• _Material shown_:
....
Issue #1886, opened 2022-11-16
clean up usage of string vs. protocol.ID


marten-seemann:
It's all over the place, and we're converting between the two all the time.

sukunrt:
can i pick this up?

sukunrt:
I'm looking into this. Discussed the issue with @marten-seemann 
Here a simple generic type constraint of ```~string``` won't suffice since ```multistream.MultistreamMuxer ``` is a struct and method parameters cannot be generic. To make a method like 
```func (msm *MultistreamMuxer) AddHandlerWithFunc(protocol string, match func(string) bool, handler HandlerFunc) ``` 
generic we'd need MultistreamMuxer to be generic with a signature like  
```func (msm *MultistreamMuxer[T ~string]) AddHandlerWithFunc(protocol T, match func(T) bool, handler HandlerFunc) ``` 
that seems tricky to do without breaking the api since this constructor ```NewMultistreamMuxer()``` expects to create a muxer without any type being specified. I'll come back on the possible options here.

**Comment by marten-seemann** [comment]
> generic we'd need MultistreamMuxer to be generic with a signature like
> `func (msm *MultistreamMuxer[T ~string]) AddHandlerWithFunc(protocol T, match func(T) bool, handler HandlerFunc) `

Yes, that would be great!

> that seems tricky to do without breaking the api since this constructor `NewMultistreamMuxer()` expects to create a muxer without any type being specified. I'll come back on the possible options here.

I wouldn’t worry about that. Breaking the API is ok here, we can release this as a new major version.

If you really, really want to avoid breaking API changes you could do this
```go
func NewGenericMultistreamMuxer[T ~string]() MultistreamMuxer[T] {
    …
}
```
and then have `NewMultistreamMuxer` return the concrete string type:
```go
func NewMultistreamMuxer() MultistreamMuxer[string] {
    return NewGenericMultistreamMuxer[string]()
}
```

Not sure if that’s worth it here though, we don’t use it at so many places that avoiding the API change would actually pay off.

sukunrt:
For go-libp2p the changes are here. I have changed PeerStore. There are a couple of other places where we can remove the converstions before integrating the changes go-multistream repo. I'll update those changes soon. 

https://github.com/libp2p/go-libp2p/pull/2004

sukunrt:
[...]

PR #2004, opened 2023-01-20
consistently use protocol.ID instead of strings

sukunrt:
This reduces the string to protocol.ID translations happening at various places in the code

Fixes https://github.com/libp2p/go-libp2p/issues/1886

### DIFF
--- a/core/network/conn.go
+++ b/core/network/conn.go
@@ -42,7 +42,7 @@ type ConnectionState struct {
 	// The security protocol used on this connection (if any). For example: /tls/1.0.0
 	Security protocol.ID
 	// the transport used on this connection. For example: tcp
-	Transport protocol.ID
+	Transport string
 }
 
 // ConnSecurity is the interface that one can mix into a connection interface to
--- a/core/network/conn.go
+++ b/core/network/conn.go
@@ -6,6 +6,7 @@ import (
 
 	ic "github.com/libp2p/go-libp2p/core/crypto"
 	"github.com/libp2p/go-libp2p/core/peer"
+	"github.com/libp2p/go-libp2p/core/protocol"
 
 	ma "github.com/multiformats/go-multiaddr"
 )
@@ -37,11 +38,11 @@ type Conn interface {
 // ConnectionState holds information about the connection.
 type ConnectionState struct {
 	// The stream multiplexer used on this connection (if any). For example: /yamux/1.0.0
-	StreamMultiplexer string
+	StreamMultiplexer protocol.ID
 	// The security protocol used on this connection (if any). For example: /tls/1.0.0
-	Security string
+	Security protocol.ID
 	// the transport used on this connection. For example: tcp
-	Transport string
+	Transport protocol.ID
 }
 
 // ConnSecurity is the interface that one can mix into a connection interface to
--- a/core/protocol/switch.go
+++ b/core/protocol/switch.go
@@ -3,7 +3,13 @@ package protocol
 
 import (
 	"io"
+
+	"github.com/multiformats/go-multistream"
 )
+
+type StringLike interface {
+	~string
+}
 
 // HandlerFunc is a user-provided function used by the Router to
 // handle a protocol/stream.
@@ -11,7 +17,7 @@ import (
 // Will be invoked with the protocol ID string as the first argument,
 // which may differ from the ID used for registration if the handler
 // was registered using a match function.
-type HandlerFunc = func(protocol string, rwc io.ReadWriteCloser) error
+type HandlerFunc = multistream.HandlerFunc[ID]
 
 // Router is an interface that allows users to add and remove protocol handlers,
 // which will be invoked when incoming stream requests for registered protocols
@@ -25,7 +31,7 @@ type Router interface {
 
 	// AddHandler registers the given handler to be invoked for
 	// an exact literal match of the given protocol ID string.
-	AddHandler(protocol string, handler HandlerFunc)
+	AddHandler(protocol ID, handler HandlerFunc)
 
 	// AddHandlerWithFunc registers the given handler to be invoked
 	// when the provided match function returns true.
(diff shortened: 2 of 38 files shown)


p2p/protocol/identify/id.go
```diff
@@ -592,9 +592,10 @@ func diff(a, b []string) (added, removed []string) {
 func (ids *idService) consumeMessage(mes *pb.Identify, c network.Conn, isPush bool) {
 	p := c.RemotePeer()
 
+	// TODO (sukunrt): Fix this
 	supported, _ := ids.Host.Peerstore().GetProtocols(p)
-	added, removed := diff(supported, mes.Protocols)
-	ids.Host.Peerstore().SetProtocols(p, mes.Protocols...)
+	added, removed := diff(protocol.ConvertToStrings(supported), mes.Protocols)
+	ids.Host.Peerstore().SetProtocols(p, protocol.ConvertFromStrings(mes.Protocols)...)
```
marten-seemann, line 598: Probably makes the most sense to make `diff` take `protocol.ID`s instead of `string`s. Since we're getting the list of strings from the Protobuf, we don't really have a choice but to convert from strings once.

p2p/host/basic/basic_host.go
```diff
@@ -654,6 +652,8 @@ func (h *BasicHost) NewStream(ctx context.Context, p peer.ID, pids ...protocol.I
 		}, nil
 	}
 
+	pidStrings := protocol.ConvertToStrings(pids)
```
marten-seemann, line 655: This won't be needed any more once you pull in https://github.com/multiformats/go-multistream/pull/95, right?

marten-seemann (commented):
Can you pull in https://github.com/multiformats/go-multistream/pull/95, so we can see how this will look like in the end?

p2p/host/basic/basic_host.go
sukunrt: yes. This would be resolved.

p2p/protocol/identify/id.go
sukunrt: Changed the diff function. It looks much better now.

sukunrt:
Should I change network.ConnectionState?

sukunrt:
> Can you pull in [multiformats/go-multistream#95](https://github.com/multiformats/go-multistream/pull/95), so we can see how this will look like in the end?

Do you mean to point the multistream module to the new changes and check? If so, sukunrt/fix-pid-string-conv-ms-merged
This is the branch with the merged changes.

marten-seemann:
> > Can you pull in [multiformats/go-multistream#95](https://github.com/multiformats/go-multistream/pull/95), so we can see how this will look like in the end?
> 
> Do you mean to point the multistream module to the new changes and check? If so, sukunrt/fix-pid-string-conv-ms-merged (https://github.com/sukunrt/go-libp2p/tree/sukunrt/fix-pid-string-conv-ms-merged) This is the branch with the merged changes.

Nice!!!

> Should I change network.ConnectionState?

I think it would make sense. What do you think? Does it make the code easier?

sukunrt:
I think changing network.ConnectionState is correct. That way internally it is always protocol.ID and we only convert to string when dealing with external lib like tls or translating to protobufs.

examples/ipfs-camp-2019/05-Discovery/protocol.go
```diff
@@ -51,7 +51,7 @@ func chatInputLoop(ctx context.Context, h host.Host, donec chan struct{}) {
 	for scanner.Scan() {
 		msg := scanner.Text()
 		for _, peer := range h.Network().Peers() {
-			if _, err := h.Peerstore().SupportsProtocols(peer, string(chatProtocol)); err == nil {
+			if _, err := h.Peerstore().SupportsProtocols(peer, chatProtocol); err == nil {
```
marten-seemann, line 54: Don't update the examples. They have a separate `go.mod` file. We only update them once we release a new libp2p version.

sukunrt: fixed this.

marten-seemann: Am I right to assume you forgot to push?

sukunrt: sorry about that. fixed. I had updated the other branch sukunrt/fix-pid-string-conv-ms-merged

marten-seemann:
@sukunrt I just cut a new release of go-multistream with all your changes: https://github.com/multiformats/go-multistream/tree/v0.4.0.

Can you update this PR to use the release?

p2p/host/basic/basic_host.go
sukunrt: this is fixed.

sukunrt:
Updated the branch with all changes merged.

core/network/conn.go
```diff
@@ -37,11 +38,11 @@ type Conn interface {
...
 type ConnectionState struct {
 	// The stream multiplexer used on this connection (if any). For example: /yamux/1.0.0
-	StreamMultiplexer string
+	StreamMultiplexer protocol.ID
 	// The security protocol used on this connection (if any). For example: /tls/1.0.0
-	Security string
+	Security protocol.ID
 	// the transport used on this connection. For example: tcp
-	Transport string
+	Transport protocol.ID
```
marten-seemann, line 45: The transport is not really a `protocol.ID`. Can we leave this as a `string`?

core/protocol/switch.go
```diff
@@ -11,7 +13,7 @@ import (
 // Will be invoked with the protocol ID string as the first argument,
 // which may differ from the ID used for registration if the handler
 // was registered using a match function.
-type HandlerFunc = func(protocol string, rwc io.ReadWriteCloser) error
+type HandlerFunc = multistream.HandlerFunc[ID]
```
marten-seemann, line 16: Nice one!

marten-seemann (commented):
I did a full review, and this looks really good to me. One minor thing, then this should be good to merge. 🎉

core/network/conn.go
sukunrt: fixed. For my understanding, protocol.ID is used for any protocol we use *over* the transport, right?

marten-seemann (approved):

Issue #2001, opened 2023-01-19
Multiaddrs with peer ID are not considered dialable


masih:
A multiaddr can optionally contain the peer ID, i.e. `../p2p/<peer-ID>`. When such multiaddrs are added to the libp2p host peerstore, they are not considered to be dialable, and filtered on `host.Connect` resulting in `no good addresses` error.

For example, the following test fails with error `no good addresses`:

```go 
func TestHost_ConnectWithMultiaddrAndID(t *testing.T) {
	host, err := libp2p.New()
	require.NoError(t, err)
	pid, err := peer.Decode("12D3KooWNSRG5wTShNu6EXCPTkoH7dWsphKAPrbvQchHa5arfsDC")
	require.NoError(t, err)

	addrWithPid, err := multiaddr.NewMultiaddr("/ip4/209.94.92.6/tcp/24001/p2p/" + pid.String())
	require.NoError(t, err)

	host.Peerstore().AddAddr(pid, addrWithPid, peerstore.PermanentAddrTTL)

	addrs := host.Peerstore().Addrs(pid)
	t.Log(addrs)

	err = host.Connect(context.Background(), peer.AddrInfo{ID: pid})
	require.NoError(t, err)
}

```

While this one succeeds:

```go
func TestHost_ConnectWithMultiaddr(t *testing.T) {
	host, err := libp2p.New()
	require.NoError(t, err)
	pid, err := peer.Decode("12D3KooWNSRG5wTShNu6EXCPTkoH7dWsphKAPrbvQchHa5arfsDC")
	require.NoError(t, err)

	addrWithPid, err := multiaddr.NewMultiaddr("/ip4/209.94.92.6/tcp/24001")
	require.NoError(t, err)

	host.Peerstore().AddAddr(pid, addrWithPid, peerstore.PermanentAddrTTL)

	addrs := host.Peerstore().Addrs(pid)
	t.Log(addrs)

	err = host.Connect(context.Background(), peer.AddrInfo{ID: pid})
	require.NoError(t, err)
}
```

The only difference being that the multiaddr added to peerstore in the first test contained peer ID.

In the specific case above, looks like the address is being filtered by `CanDial` of `TcpTransport` which uses [this](https://github.com/libp2p/go-libp2p/blob/master/p2p/transport/tcp/tcp.go#L154) matcher.

Is this behaviour expected and or documented? Otherwise, it seems surprising that a valid multiaddr being successfully added to the peerstore and yet no good address are found on connection.

[...]

PR #2007, opened 2023-01-23
Clean addresses with peer id before adding to addrbook

sukunrt:
Fixes: https://github.com/libp2p/go-libp2p/issues/2001

### DIFF
--- a/p2p/host/basic/basic_host.go
+++ b/p2p/host/basic/basic_host.go
@@ -709,6 +709,11 @@ func (h *BasicHost) Connect(ctx context.Context, pi peer.AddrInfo) error {
 		}
 	}
 
+	addrs := h.Peerstore().Addrs(pi.ID)
+	if len(addrs) == 0 {
+		return fmt.Errorf("no valid address found for peer %s", pi.ID)
+	}
+
 	return h.dialPeer(ctx, pi.ID)
 }
 
--- a/p2p/host/basic/basic_host.go
+++ b/p2p/host/basic/basic_host.go
@@ -709,11 +709,6 @@ func (h *BasicHost) Connect(ctx context.Context, pi peer.AddrInfo) error {
 		}
 	}
 
-	addrs := h.Peerstore().Addrs(pi.ID)
-	if len(addrs) == 0 {
-		return fmt.Errorf("no valid address found for peer %s", pi.ID)
-	}
-
 	return h.dialPeer(ctx, pi.ID)
 }
 
--- a/p2p/host/peerstore/pstoreds/addr_book.go
+++ b/p2p/host/peerstore/pstoreds/addr_book.go
@@ -276,7 +276,7 @@ func (ab *dsAddrBook) AddAddrs(p peer.ID, addrs []ma.Multiaddr, ttl time.Duratio
 	if ttl <= 0 {
 		return
 	}
-	addrs = cleanAddrs(addrs)
+	addrs = cleanAddrs(addrs, p)
 	ab.setAddrs(p, addrs, ttl, ttlExtend, false)
 }
 
@@ -302,7 +302,7 @@ func (ab *dsAddrBook) ConsumePeerRecord(recordEnvelope *record.Envelope, ttl tim
 		return false, nil
 	}
 
-	addrs := cleanAddrs(rec.Addrs)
....
• _Problem to solve_: Find the string "branch" in the data. Report each line it appears in.

• _Output for this exercise_:
This is the branch with the merged changes.
> Do you mean to point the multistream module to the new changes and check? If so, sukunrt/fix-pid-string-conv-ms-merged (https://github.com/sukunrt/go-libp2p/tree/sukunrt/fix-pid-string-conv-ms-merged) This is the branch with the merged changes.
sukunrt: sorry about that. fixed. I had updated the other branch sukunrt/fix-pid-string-conv-ms-merged
Updated the branch with all changes merged.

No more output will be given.